Machine learning-enabled characterization of concrete mechanical strength through correlation of flexural and torsional resonance frequencies

Abstract

Abstract In this study, an assessment of concrete compressive strength was conducted using an impulse excitation data-driven machine learning (ML) framework. The model was constructed upon a deep neural network and aided by the backpropagation method, ensuring a precise training process. In contrast to prior research, which mainly focused on mixture components, a meaningful relationship between physical parameters—resonant frequencies and elastic moduli—and compressive strength was established by our ML model. Remarkable performance was demonstrated, with a root mean square error value of 2.8MPa and a determination factor of 0.97. Through Pearson analysis, correlations between input features and output targets, ranging from −0.29 to 0.90, were revealed.
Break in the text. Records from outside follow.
PR #7531, opened 2021-07-12
Save-DbaKbUpdate - Using Architecture and some other fixes

andreasjordan:
## Type of Change

When downloading cumulative updates for SQL Server 2014 I noticed, that also the x86 files where downloaded.
Reason is that the filtering for Architecture was not working, as `$item in $InputObject.Link` was not a list of all files for the KB, but only a single file - with no chance to see the other files for that KB. So the "Could not find architecture match, downloading all" never worked here. Maybe worked before pipeline input from Get-DbaKbUpdate was enabled.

Notably, the strongest correlations with compressive strength were found in Young's and shear moduli, derived from flexural and torsional frequencies, highlighting the pivotal role of dynamic elastic response in concrete's mechanical behavior. Furthermore, the findings indicated slight prediction deviations in cases involving samples with a high Poisson's ratio. This work illuminates the potential for accurate compressive strength prediction by leveraging concrete's dynamic response, particularly flexural and torsional modes, thereby opening avenues for research into concrete compressive strength without direct consideration of sample ingredients.